Using the listing that follows, filter out every line lacking the string "happens" and return the rest.
*** Opening of Data for processing ***
PR #812, opened 2022-03-08
Fixup various CI plans.

olupton:
- Drop `:imported-members:`, which seems to cause crashes. It's currently unclear to me if this is compromising the generated documentation, and if so how much, but it seems worthwhile to unblock the CI. https://github.com/BlueBrain/nmodl/issues/814 for follow up.
- Follow changes to `hpc/gitlab-pipelines` helpers.
- Install `ninja` in some more CI pipelines.
- Relax version constraints.

Closes https://github.com/BlueBrain/nmodl/pull/807.

### DIFF
--- a/.github/workflows/nmodl-doc.yml
+++ b/.github/workflows/nmodl-doc.yml
@@ -16,7 +16,7 @@ on:
 
 env:
   BUILD_TYPE: Release
-  DEFAULT_PY_VERSION: 3.9
+  DEFAULT_PY_VERSION: 3.8
   DESIRED_CMAKE_VERSION: 3.15.0
 
 jobs:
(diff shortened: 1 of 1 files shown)


setup.py
```diff
@@ -52,6 +52,13 @@ def __getitem__(self, item):
 def get_sphinx_command():
     """Lazy load of Sphinx distutils command class
     """
+    # If nbconvert is installed to .eggs on the fly when running setup.py then
+    # templates from it will not be found. This is a workaround.
+    if 'JUPYTER_PATH' not in os.environ:
+        import nbconvert
+        os.environ['JUPYTER_PATH'] = os.path.realpath(os.path.join(os.path.dirname(nbconvert.__file__), '..', 'share', 'jupyter'))
+        print("Setting JUPYTER_PATH={}".format(os.environ['JUPYTER_PATH']))
```
pramodk, line 60: `note`: Are these "temporary" workarounds for newer version or permanent fixes? if it's temporary and issue exist somewhere, link would be nice.

pramodk (approved):
LGTM

setup.py
olupton: My impression is that they changed the logic here around 6.0.0 and that it is a bit fragile, particularly when it is not used as a "system" install (e.g. Spack, with packages in their own prefixes, and with the Python stuff that also installs dependencies on the fly to separate prefixes under `.eggs/`). I came across https://github.com/spack/spack/pull/21827, for example. I did not find any particularly good reference though...

pramodk: ok, thanks for clarification.

PR #815, opened 2022-03-10
[LLVM] Allocate InstanceStruct on the GPU using cudaMallocManaged

iomaganaris:
- Enable CUDA backend with `NMODL_ENABLE_LLVM_CUDA` cmake option
- Updated minimum required `cmake` version to `3.17` to accommodate linking with CUDA libraries with ease


pramodk (approved):
LGTM

PR #817, opened 2022-03-12
[LLVM][GPU] Separated CPU and GPU CLI options

georgemitenkov:
Now, CLI has two options: `cpu` and `gpu` that allow
users to target different platforms. For example,

```
bin/nmodl mod/test.mod -o out llvm --ir

bin/nmodl mod/test.mod -o out llvm --ir cpu --name skylake --vector-width 2

bin/nmodl mod/test.mod -o out llvm --ir gpu --name cuda
```

Moreover, `assume_no_alias` option was dropped and
made default (it didn't affect the computation in
our experiments).

The new CLI looks like:
```
llvm
  LLVM code generation option
  Options:
    --ir REQUIRED                         Generate LLVM IR (false)
    --no-debug                            Disable debug information (false)
    --opt-level-ir INT:{0,1,2,3}          LLVM IR optimisation level (O0)
    --single-precision                    Use single precision floating-point types (false)
    --fmf TEXT:{afn,arcp,contract,ninf,nnan,nsz,reassoc,fast} ...
                                          Fast math flags for floating-point optimizations (none)

cpu
  LLVM CPU option
  Options:
    --name TEXT                           Name of CPU platform to use
    --math-library TEXT:{Accelerate,libmvec,libsystem_m,MASSV,SLEEF,SVML,none}
                                          Math library for SIMD code generation (none)
    --vector-width INT                    Explicit vectorization width for IR generation (1)

gpu
  LLVM GPU option
  Options:
    --name TEXT                           Name of GPU platform to use
    --math-library TEXT:{libdevice}       Math library for GPU code generation (none)

benchmark
  LLVM benchmark option
  Options:
    --run                                 Run LLVM benchmark (false)
    --opt-level-codegen INT:{0,1,2,3}     Machine code optimisation level (O0)
    --libs TEXT:FILE ...                  Shared libraries to link IR against
    --instance-size INT                   Instance struct size (10000)
    --repeat INT                          Number of experiments for benchmarking (100)
```

### DIFF
--- a/src/main.cpp
+++ b/src/main.cpp
@@ -176,26 +176,29 @@ int main(int argc, const char* argv[]) {
     /// use single precision floating-point types
     bool llvm_float_type(false);
 
-    /// llvm vector width
-    int llvm_vec_width = 1;
+    /// optimisation level for IR generation
+    int llvm_opt_level_ir = 0;
 
-    /// vector library name
-    std::string vector_library("none");
+    /// math library name
+    std::string llvm_math_library("none");
 
     /// disable debug information generation for the IR
-    bool disable_debug_information(false);
+    bool llvm_no_debug(false);
 
     /// fast math flags for LLVM backend
     std::vector<std::string> llvm_fast_math_flags;
 
+    /// traget CPU platform name
+    std::string llvm_cpu_name = "default";
+
+    /// traget GPU platform name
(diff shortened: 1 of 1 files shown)


iomaganaris (approved):
LGTM

PR #824, opened 2022-03-16
Fixed suffix_random_string and added explanations

iomaganaris:


src/visitors/visitor_utils.cpp
```diff
@@ -32,17 +32,27 @@ std::string suffix_random_string(const std::set<std::string>& vars,
...
-    // has original_string as prefix and, if yes,
-    // try to use a different string in the form "original_string"_"random_string"
-
-    const auto it = vars.lower_bound(new_string);
-    while ((it != vars.end()) && new_string == it->substr(0, new_string.size())) {
-        random_string = singleton_random_string_class.reset_random_string(original_string, use_num);
-        new_string = original_string;
-        new_string += "_" + random_string;
+    // If the "original_string" is not in the set of the variables to check then
+    // return the "original_string" without suffix
```
cattabiani, line 35: (suggestions on how to improve the comments)

what is inside the set of variables to check? Why do we need to check only this set?

src/visitors/visitor_utils.cpp
```diff
@@ -32,17 +32,27 @@ std::string suffix_random_string(const std::set<std::string>& vars,
...
+    if (vars.find(original_string) == vars.end()) {
+        return new_string;
+    }
+    // Check if there is a variable defined in the mod file and, if yes, try to use
+    // a different string in the form "original_string"_"random_string"
+    // If there is already a "random_string" assigned to the "originl_string" return it
+    if (singleton_random_string_class.random_string_exists(original_string)) {
+        random_suffix += "_" + singleton_random_string_class.get_random_string(original_string);
```
cattabiani: I would assign instead of +=. It is less error-prone if, by any strange reason, random_suffix is not empty

src/visitors/visitor_utils.cpp
```diff
@@ -32,17 +32,27 @@ std::string suffix_random_string(const std::set<std::string>& vars,
...
+        new_string = original_string + random_suffix;
+    } else {
+        // Check if the "random_string" already exists in the set of variables and if it does try
+        // to find another random string to add as suffix
+        while (vars.find(new_string) != vars.end()) {
+            random_suffix +=
```
cattabiani: same here

src/visitors/visitor_utils.cpp
```diff
@@ -32,17 +32,27 @@ std::string suffix_random_string(const std::set<std::string>& vars,
...
-        new_string += "_" + random_string;
+    // If the "original_string" is not in the set of the variables to check then
+    // return the "original_string" without suffix
+    if (vars.find(original_string) == vars.end()) {
+        return new_string;
+    }
+    // Check if there is a variable defined in the mod file and, if yes, try to use
+    // a different string in the form "original_string"_"random_string"
+    // If there is already a "random_string" assigned to the "originl_string" return it
+    if (singleton_random_string_class.random_string_exists(original_string)) {
```
cattabiani, line 44: this is the case where we have already generated a random suffix right? In this way we have always the same suffix given a certain prefix (just to check that this is what you want to do, not an error atm)

iomaganaris: Yes exactly

src/visitors/visitor_utils.cpp
iomaganaris: Already taken care of it :wink:

cattabiani (approved):
LGTM!

PR #86, opened 2022-01-20
Don't generate headers automatically on compile

armanbilge:
Currently headers are automatically generated on compile. This is a bad default and leads to mishaps in CI like https://github.com/http4s/http4s/issues/5917.

Headers must now be manually generated with `headerCreateAll`. This is consistent with formatting, which is also invoked manually. All of this is covered in the existing `prePR` command, although perhaps we need a "lighter" alias that just does headers+formatting without clean-compiling like `prePR` does.


rossabaker (approved):
:+1: This has bitten at least twice now.   Worth an 0.4.1, I'd say.

PR #92, opened 2022-01-23
Keep publish secrets scoped to specific steps

armanbilge:
Currently, they are available in the entire workflow. This adds a new setting `githubWorkflowPublishEnv` that allows us to scope these secrets to only the publish job which should be the only place they are used.

Technically a breaking change if someone was relying on the old global scoping.

### DIFF
--- a/.github/workflows/ci.yml
+++ b/.github/workflows/ci.yml
@@ -52,11 +52,6 @@ jobs:
             ~/Library/Caches/Coursier/v1
           key: ${{ runner.os }}-sbt-cache-v2-${{ hashFiles('**/*.sbt') }}-${{ hashFiles('project/build.properties') }}
 
-      - if: env.TEST == 'itworked'
-        env:
-          TEST: itworked
-        run: exit
-
       - name: Check that workflows are up to date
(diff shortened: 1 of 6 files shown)


armanbilge:
Actually, we can do even better here and keep them scoped to the specific steps maybe.

rossabaker (approved):
This doesn't reduce the malicious threat vector much, but it reduces the stupid threat vector, and that's a good thing.

armanbilge:
Huh. I must have broke the workflows?

.github/workflows/ci.yml
```diff
@@ -132,17 +128,26 @@ jobs:
           rm targets.tar
 
       - name: Import signing key
-        if: env.PGP_SECRET != '' && env.PGP_PASSPHRASE == ''
+        if: secrets.PGP_SECRET != '' && secrets.PGP_PASSPHRASE == ''
```
armanbilge, line 131: Secrets can't be used in conditionals. I'm not sure if we can use env here if we only set it for this step (not sure what happens first).

armanbilge:
Not 100% convinced but let's see what happens on main.

PR #101, opened 2022-01-26
Add "if relevant" versions of mima/publish commands

armanbilge:
This PR defines `tlPublishIfRelevant`, `tlPublishLocalIfRelevant`, and `tlMimaReportBinaryIssuesIfRelevant` and redefines `tlRelease` in terms of them. These are [inspired by sbt-spiewak](https://github.com/djspiewak/sbt-spiewak/blob/d689a5be2f3dba2c335b2be072870287fda701b8/core/src/main/scala/sbtspiewak/SpiewakPlugin.scala#L87).

These commands allow us to run e.g. `+tlMimaReportBinaryIssuesIfRelevant` even where there are holes in the `crossScalaVersions` for various subprojects. The if-relevant command checks if the current Scala version in `ThisBuild` belongs to the `crossScalaVersions` for that project, and if not, simply no-ops the command (with an info message logged).

I thought with Scala Native finally coming to Scala 3 we would finally be beyond these holes, but then I encountered this with spark in https://github.com/typelevel/frameless/pull/600.

### DIFF
--- a/kernel/src/main/scala/org/typelevel/sbt/TypelevelKernelPlugin.scala
+++ b/kernel/src/main/scala/org/typelevel/sbt/TypelevelKernelPlugin.scala
@@ -27,6 +27,12 @@ object TypelevelKernelPlugin extends AutoPlugin {
   object autoImport {
     lazy val tlIsScala3 = settingKey[Boolean]("True if building with Scala 3")
 
+    lazy val tlPublishIfRelevant = taskKey[Unit](
+      "A wrapper around the `publish` task which checks to ensure the current scalaVersion is in crossScalaVersions")
+
+    lazy val tlPublishLocalIfRelevant = taskKey[Unit](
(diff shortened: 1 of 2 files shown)


rossabaker:
It always seemed to me that these steps could be trained to respect `skip` rather than introducing a new key, but I never got around to trying to fix that in sbt-spiewak.  I particularly don't understand why `publishIfRelevant` is necessary when that does support skip, though I suspect there's a good reason:

```
> inspect skip
[info] Task: Boolean
[info] Description:
[info] 	For tasks that support it (currently only 'compile', 'update', and 'publish'), setting skip to true will force the task to not to do its work.  This exact semantics may vary by task.
```

armanbilge:
Oh, that's interesting. I'll look into that.

armanbilge:
https://github.com/typelevel/sbt-typelevel/pull/117 seems simpler.

Issue #69, opened 2022-01-13
`prePR` bot


armanbilge:
Building on https://github.com/typelevel/sbt-typelevel/issues/15.

Assuming that we get our `prePR` command, I want a way to ask CI to run `prePR` for me and commit the changes.

I wonder if this can be accomplished (mostly) by spitting out an additional workflow. The only trick bit is figuring out how to conveniently trigger that workflow.

rossabaker:
As long as it's opt-in, it could be useful.

PR #111, opened 2022-01-28
Add `tlPrePrBotHook`

armanbilge:
Another prePR-style alias, but this one skips the clean compile and is intended only for bots. Since sbt-typelevel absorbs so many plugins (sbt-gh-actions, sbt-scalafmt, etc.) this command will provide a unified way for scala-steward to run all the necessary post-upgrade steps. Will also be useful for https://github.com/typelevel/sbt-typelevel/issues/69 and any other ideas we come up with that require sbt-typelevel-managed files.


rossabaker:
Is Scala Steward going to know about this?

armanbilge:
Yep, that's the plan. This way we can update what's in this hook—and downstream plugins can even add additional steps—without steward itself needing to be adjusted.

rossabaker:
So for example http4s could add its scalafix lints.  Yeah, this seems reasonable, if Scala Steward is going to integrate with it.

rossabaker (approved):

armanbilge:
The parallel PR to steward was merged :)
- https://github.com/scala-steward-org/scala-steward/pull/2492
*** Close of Data for processing ***
> _Response for this exercise_:
armanbilge, line 131: Secrets can't be used in conditionals. I'm not sure if we can use env here if we only set it for this step (not sure what happens first).
Not 100% convinced but let's see what happens on main.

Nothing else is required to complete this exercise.